Tapsoba Jean de Dieu, Kooperberg Charles, Reiner Alexander, Wang Ching-Yun, Dai James Y
Am J Epidemiol. 2014 May 15;179(10):1264-72. doi: 10.1093/aje/kwu039. Epub 2014 Apr 9.
Secondary trait genetic association provides insight into the genetic architecture of disease etiology but requires caution in estimation. Ignoring case-control sampling may introduce bias into secondary trait association. In this paper, we compare the efficiency and robustness of various inverse probability weighted (IPW) estimators and maximum likelihood (ML) estimators. ML methods have been proposed but require correct modeling of both the secondary and the primary trait associations for valid inference. We show that ML methods using a misspecified primary trait model can severely inflate the type I error. IPW estimators are typically less efficient than ML estimators but are robust against model misspecification. When the secondary trait is available for the entire cohort, the IPW estimator with selection probabilities estimated nonparametrically and the augmented IPW estimator improve efficiency over the simple IPW estimator. We conclude that in large genetic association studies with complex sampling schemes, IPW-based estimators offer flexibility and robustness, and therefore are a viable option for analysis.

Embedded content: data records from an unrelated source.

PR #149, opened 2018-10-01
rename create_subvolume and create_snapshot arg 'async' to 'no_wait'

theridane:
Python 3.7 introduces a bunch of new keywords including `async` which breaks keyword arguments of two methods in `btrfsutil` (e.g. causing test_subvolume to fail with a syntax error).

This renames the arguments to `no_wait`.


kdave:
Was fixed by 5776a70b3024d03eeb4 .

PR #151, opened 2018-10-15
set up max_errors count

Alexander198961:
Try to set up max retry count to fix https://bugzilla.kernel.org/show_bug.cgi?id=200085


kdave:
Thanks, fix added to devel, with enhanced changelog.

次要性状基因关联为疾病病因的遗传结构提供了见解,但在估计时需要谨慎。忽略病例对照抽样可能会给次要性状关联带来偏差。在本文中,我们比较了各种逆概率加权(IPW)估计器和最大似然(ML)估计器的效率和稳健性。已经提出了ML方法,但为了进行有效的推断,需要对次要性状和主要性状关联进行正确建模。我们表明,使用错误指定的主要性状模型的ML方法会严重夸大I型错误。IPW估计器通常比ML估计器效率低,但对模型错误指定具有稳健性。当次要性状适用于整个队列时,非参数估计选择概率的IPW估计器和增强IPW估计器比简单IPW估计器提高了效率。我们得出结论,在具有复杂抽样方案的大型基因关联研究中,基于IPW的估计器具有灵活性和稳健性,因此是一种可行的分析选择。